Now, a recent court ruling in a lawsuit brought by the states has emboldened that effort.
“A federal judge gave the Trump administration a narrow, symbolic victory on the issue of water jurisdiction, finding that its predecessor’s signature water policy violated the law,” Bloomberg Environment reported. “Judge Lisa Godbey Wood’s Aug. 21 opinion found that the Obama administration’s Waters of the United States rule, also known as WOTUS, was in violation of both the Clean Water Act and the federal law that governs how agencies can make new policies.”
The 10 states that are parties to the case (Georgia, Alabama, Florida, Indiana, Kansas, Kentucky, North Carolina, South Carolina, Utah, and West Virginia) argued that the rule oversteps federal authority and is too onerous to apply.
“Obama’s 2015 rule maintains that rivers used for drinking, recreation and fishing can only be clean if pollution from creeks and other bodies of water feeding into them — including ditches, wetlands and ‘ephemeral’ streams that are created by rainfalls — is regulated,” per The Atlanta Journal-Constitution. “Georgia has helped lead opposition to the 2015 rule, arguing that it is overly strict and costly and hurt state sovereignty.”
Wood has now ordered the EPA and the Army Corps of Engineers to reconsider the rule and reframe it, noting that as the rule currently stands, it exceeds federal authority.

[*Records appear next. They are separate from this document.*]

PR #737, opened 2024-04-09
Add support for binary 1.1 reader

nirosys:
*Issue #, if available:*

*Description of changes:*
This PR adds the initial wiring-up of a 1.1 binary reader. The bulk of the additions are in `lazy/binary/raw/v1_1`, with some type renaming and implementations to satisfy the encoding struct for binary 1.1.

In addition to the base reader, base support for null.null and IVMs are also added, with basic unit tests.

More comments posted in the 🗺️ PR Tour.

---


src/lazy/binary/raw/v1_1/type_code.rs
nirosys, line 1: (🗺️  PR Tour) This gets fleshed out a little better over the next few PRs. I've mostly just tried to lay out the IonTypecode values here. The From implementations still need to be implemented.

src/lazy/binary/raw/v1_1/type_descriptor.rs
nirosys, line 1: (🗺️  PR Tour) This is all based on the 1.0 `TypeDescriptor`, with 1.1 type codes. Noticing a few comments I missed as well. I'll followup to remove them.

src/lazy/binary/raw/v1_1/value.rs
nirosys, line 1: (🗺️  PR Tour) Mostly stubbed out 1.1 value. `null.null`, IVM, and NOPs are parsing. I defaulted to nested imports, before realizing that's not what the rest of the codebase really does. I can follow up to change that.

src/lazy/binary/raw/value.rs
nirosys, line 1: (🗺️  PR Tour) More type name changes.

src/lazy/encoder/binary/v1_1/flex_uint.rs
```diff
@@ -36,7 +36,7 @@ pub struct FlexUInt {
 }
 
 impl FlexUInt {
-    fn new(size_in_bytes: usize, value: u64) -> Self {
+    pub(crate) fn new(size_in_bytes: usize, value: u64) -> Self {
```
nirosys, line 39: Thoughts on this? In a future PR I needed to do similar to FixedInt, and opted to just implement `From<i64>`. In retrospect implementing `From<u64>` here would probably be better, imo.

src/lazy/encoding.rs
nirosys, line 1: (🗺️  PR Tour) Added new encoding struct for binary 1.1.

src/lazy/binary/raw/v1_1/reader.rs
nirosys, line 1: (🗺️ PR Tour) This is mostly a copy from the 1.0 implementation, with some 1.1 specific changes and some 1.0 specifics removed.

Basic unit tests are also added here to verify the implementation.

nirosys (commented):
(🗺️ PR Tour)

src/lazy/binary/raw/v1_1/type_code.rs
```diff
@@ -0,0 +1,147 @@
...
+/// Represents the type information found in the header byte of each binary Ion value.
+/// While this value can be readily mapped to a user-level [`IonType`], it is a distinct concept.
+/// The IonTypeCode enum captures system-level information that is not exposed to end users of the
+/// library, including:
+/// * Whether the cursor is positioned over whitespace that needs to be skipped.
+/// * Whether the integer value being read is positive or negative.
+/// * Whether the next type code is reserved.
+///
+/// See the
+/// [Typed Value Formats](https://amazon-ion.github.io/ion-docs/docs/binary.html#typed-value-formats)
```
popematt, line 16: FYI—this link refers to the 1.0 type codes.

src/lazy/binary/raw/v1_1/type_code.rs
```diff
@@ -0,0 +1,147 @@
...
+                return IonResult::decoding_error(format!(
+                    "Attempted to make an IonType from an invalid type code: {ion_type_code:?}"
+                ));
+            }
+        };
+        Ok(ion_type)
+    }
+}
+
+impl TryFrom<u8> for IonTypeCode {
```
popematt, line 82: Is this relevant for Ion 1.1?

src/lazy/binary/raw/v1_1/type_code.rs
```diff
@@ -0,0 +1,147 @@
...
+/// library, including:
+/// * Whether the cursor is positioned over whitespace that needs to be skipped.
+/// * Whether the integer value being read is positive or negative.
+/// * Whether the next type code is reserved.
+///
+/// See the
+/// [Typed Value Formats](https://amazon-ion.github.io/ion-docs/docs/binary.html#typed-value-formats)
+/// section of the spec for more information.
+#[derive(Debug, PartialEq, Eq, Copy, Clone)]
+pub enum IonTypeCode {
```
popematt, line 19: nit—Ion 1.1 refers to these as `OpCode`s.

src/lazy/encoder/binary/v1_1/flex_uint.rs
popematt: Do you need to create an instance of `FlexUInt` from the reader other than what you can create using `FlexUInt::read()`?

src/lazy/binary/raw/v1_1/reader.rs
```diff
@@ -0,0 +1,141 @@
...
+        &mut self,
+        buffer: ImmutableBuffer<'data>,
+    ) -> IonResult<LazyRawStreamItem<'top, BinaryEncoding_1_1>>
+    where
+        'data: 'top,
+    {
+        let ((major, minor), _buffer_after_ivm) = buffer.read_ivm()?;
+        if (major, minor) != (1, 1) {
+            return IonResult::decoding_error(format!(
+                "unsupported version of Ion: v{}.{}; only 1.1 is supported by this reader",
```
popematt, line 37: Doesn't need to be fixed now, but you should probably consider whether this design will make it possible to read any IVM. There needs to be some way to (mid stream) read either IVM and then switch to the correct reader.

popematt (commented):
The module structure is making this more difficult to review than it needs to be. It's hard to know what code is version specific and what code is version agnostic. It would be _nice_ if you could create a new PR that reorganizes the code in preparation for having two Ion versions, and then rebase this on top of that PR. However, I know that's probably a lot of tedious work, so a follow up PR would also be fine.

Did you consider making some of these types generic w.r.t. Ion versions? (I.e. `<const MinorVersion: u8>` or use a `PhantomData<Ion_1_1>` somewhere?) Then we might be able to avoid duplicating as much stuff, and _maybe_ when we encounter a version

nirosys:
> The module structure is making this more difficult to review than it needs to be. It's hard to know what code is version specific and what code is version agnostic. It would be _nice_ if you could create a new PR that reorganizes the code in preparation for having two Ion versions, and then rebase this on top of that PR. However, I know that's probably a lot of tedious work, so a follow up PR would also be fine.

I'm not sure I follow. The only changes in this PR that _aren't_ 1.1 specific implementations, or part of 1.1 encoding wire-up, are the 1.0 type renames. The module layout should mirror the raw text reader, with some added types in the `v1_1` module, to satisfy the encoding type requirements.

> Did you consider making some of these types generic w.r.t. Ion versions? (I.e. `<const MinorVersion: u8>` or use a `PhantomData<Ion_1_1>` somewhere?) Then we might be able to avoid duplicating as much stuff, and _maybe_ when we encounter a version

I had put some thought into parameterizing but wasn't sure exactly where the boundaries would be, yet. Most of the duplicated types (like the ones in `lazy::binary:raw::v1_1::sequence` and `struct`), are mainly to satisfy the type requirements, until I can revisit parameterizing on either the encoding, or a version number.

src/lazy/encoder/binary/v1_1/flex_uint.rs
nirosys: Yes. For simplicity, I handle the lengths of values via FlexUInt, so I need to create instances for when the header provides enough information for the length.

I probably should have provided more context. The question is more to gain consensus around whether `new` is sufficiently user-friendly for the crate. The `size_in_bytes` argument makes it seem a little more 'internal', which would make me think a `From<u64>` or similar added method would be a better alternative.

src/lazy/binary/raw/v1_1/struct.rs
```diff
@@ -0,0 +1,152 @@
...
+}
+
+impl<'top> LazyRawBinaryStruct_1_1<'top> {
+    fn annotations(&self) -> RawBinaryAnnotationsIterator<'top> {
+        self.value.annotations()
+    }
+
+    pub fn iter(&self) -> RawBinaryStructIterator_1_1<'top> {
+        // Get as much of the struct's body as is available in the input buffer.
+        // Reading a child value may fail as `Incomplete`
```
zslayton, line 53: This comment refers to a no-longer-true invariant.

At one time, the binary container types used to store however much of their body had been available in the input buffer at read time. Because 1.0 containers are always length-prefixed, only the header's encoding needed to be available in the input for the creation of the lazy container value (hereon: LCV) to succeed.

Conceptually, this allowed LCVs to avoid needing to buffer entire top-level values. The LCV could successfully visit and read however many of its child values' encodings were fully available and eventually fail at an incomplete value. In practice, however, this offers little benefit. It's much easier for applications (including the streaming reader wrapper) to handle early-bound incompleteness errors; writing data processing logic that can transactionally roll back and try again when more data is available is not fun.

Additionally, the introduction of delimited binary containers meant that skipping to the next value required that the end of the container be found via scanning. This could either happen when the container was first encountered (guaranteeing that the entire container was available in the process) or on demand when the container's next sibling was requested from the parent. Finding the end of the container at the outset means that:
1. We can guarantee the container is fully available
2. We can cache the lazy child values that we encountered
3. Future iterators over the container's contents can iterate over the cache instead of re-reading the data each time

Collectively, this model does mean that:
1. Truncated Ion data (i.e. partial data that will never be complete) cannot be read with this API. (We could extend the API to support this in the future with "advanced" methods.)
2.  Top level values must fit in the buffer. This was once a problem in `ion-java` because Java uses signed 32-bit integers as its array indices, limiting arrays (and thus buffers) to a size of ~2GB. Rust does not have that limitation; applications wishing to structure their data this way are free to do so at the expense of RAM.

We need to add unit tests for the 1.0 and 1.1 binary readers that demonstrate early-bound availability errors for delimited and length-prefixed container types .

src/lazy/binary/raw/v1_1/type_code.rs
```diff
@@ -0,0 +1,147 @@
...
+    EExpression(bool), // 0x00-0x4F - With, or without, address in the opcode.
```
zslayton, line 20: I think this would be more self-documenting as two variants; something like:
```suggestion
    EExpressionWithAddress, // 0x00-0x3F
    EExpressionAddressFollows // 0x40-0x4F
```

Of course, we're in the processing of changing the opcodes and the meaning of "address follows", so this can be a `TODO` for later.

src/lazy/binary/raw/v1_1/type_code.rs
```diff
@@ -0,0 +1,147 @@
...
+            // 15 => Reserved,
+            _ => {
+                return IonResult::decoding_error(format!(
+                    "{type_code:?} is not implemented, or an invalid type code."
+                ));
+            } // _ => {
+              //     return IonResult::decoding_error(format!(
+              //         "{type_code:?} is not a valid header type code."
+              //     ));
+              // }
```
zslayton, line 116: Old comment?

src/lazy/binary/raw/v1_1/type_descriptor.rs
```diff
@@ -0,0 +1,141 @@
...
+            ion_type,
+            ion_type_code: self.ion_type_code,
+            length_code: self.length_code,
+        };
+        Some(header)
+    }
+}
+
+pub enum LengthType {
+    InHeader(usize),
```
zslayton, line 94: Often the phrase "header" includes the trailing length when present. Maybe:
```suggestion
    InOpcode(usize),
```
?

src/lazy/binary/raw/v1_1/value.rs
```diff
@@ -0,0 +1,251 @@
...
+    /// fully buffered before reading begins.
+    pub(crate) fn available_body(&self) -> ImmutableBuffer<'top> {
+        let value_total_length = self.encoded_value.total_length();
+        let value_body_length = self.encoded_value.value_length();
+        let value_offset = value_total_length - value_body_length;
+
+        let bytes_needed = std::cmp::min(self.input.len() - value_offset, value_body_length);
+        let buffer_slice = self.input.slice(value_offset, bytes_needed);
+        buffer_slice
+    }
```
zslayton, line 179: This is also part of that no-longer-true invariant. We should (as part of that `TODO`) find places where this is used and use `fn value_body` above instead.

src/lazy/encoder/binary/v1_1/flex_uint.rs
zslayton: I think it's fine as long as it's `pub(crate)`. There's not a reason for (most) users to manually create a type representing an encoding artifact. If we want to eventually make `Flex[U]Int` available to the public (say, for use in the `ion-cli`), we would add an experimental feature gate for it anyway.

Having `From<i64/u64>` is great for simplicity as long as the type stays out of the public API.

src/lazy/encoding.rs
```diff
@@ -134,6 +141,18 @@ impl LazyDecoder for TextEncoding_1_1 {
...
 
+impl LazyDecoder for BinaryEncoding_1_1 {
+    type Reader<'data> = LazyRawBinaryReader_1_1<'data>;
+    type ReaderSavedState = ();
+    type Value<'top> = LazyRawBinaryValue_1_1<'top>;
+    type SExp<'top> = LazyRawBinarySExp_1_1<'top>;
+    type List<'top> = LazyRawBinaryList_1_1<'top>;
+    type Struct<'top> = LazyRawBinaryStruct_1_1<'top>;
+    type AnnotationsIterator<'top> = RawBinaryAnnotationsIterator_1_1<'top>;
+    // Macros are not supported in Ion 1.0
```
zslayton, line 152:
```suggestion
    // TODO: implement macros in 1.1
```

zslayton (commented):
Nice! Some comments below, mostly nits and a couple of `TODO`s for later.

src/lazy/binary/raw/v1_1/struct.rs
zslayton: Opened #739 to track this.

popematt:
> I'm not sure I follow. The only changes in this PR that aren't 1.1 specific implementations, or part of 1.1 encoding wire-up, are the 1.0 type renames. The module layout should mirror the raw text reader, with some added types in the v1_1 module, to satisfy the encoding type requirements.

What I mean is that the existing module structure (for reading binary) assumes 1.0 everywhere. The new modules are all contained in a flat `v1_1` module. We know, just by looking at the file path, which files are 1.1 specific. We cannot say the same about 1.0 or version agnostic modules. It's not something for which I would block a PR, but it is something that needs to be cleaned up at some point.

src/lazy/binary/raw/v1_1/type_descriptor.rs
popematt: The size in the opcode is never more than 15, right? If so, we can use `u8`.

popematt (approved):
LGTM. However, I would like to defer to @zslayton for final approval.

src/lazy/binary/raw/v1_1/immutable_buffer.rs
```diff
@@ -375,7 +344,8 @@ impl<'a> ImmutableBuffer<'a> {
         &mut self,
         parser: F,
     ) -> IonResult<Option<LazyRawBinaryValue_1_1<'a>>> {
-        let buffer = self.advance_to_next_item()?;
+        // let buffer = self.advance_to_next_item()?;
```
zslayton, line 347:
```suggestion
```

src/lazy/binary/raw/v1_1/immutable_buffer.rs
```diff
@@ -386,7 +356,7 @@ impl<'a> ImmutableBuffer<'a> {
         // If the value we read doesn't start where we began reading, there was a NOP.
         let num_nop_bytes = lazy_value.input.offset() - buffer.offset();
         self.consume(num_nop_bytes);
-        self.bytes_to_skip = lazy_value.encoded_value.total_length();
+        // self.bytes_to_skip = lazy_value.encoded_value.total_length();
```
zslayton, line 359:
```suggestion
```

zslayton (approved):
🚀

“She wrote that while the agencies have authority to interpret the phrase ‘waters of the United States,’ that authority isn’t limitless,” according to The Brunswick News. Wood also wrote that “The court determines that the WOTUS rule extends jurisdiction over ‘remote and insubstantial’ waters, which … is not a ‘permissible construction on the statute.’”
The states that brought the suit already block the rule, so the judge’s decision shouldn’t change how it is applied. But a reframing or complete removal of the rule could eventually impact how it is or isn’t enforced more widely.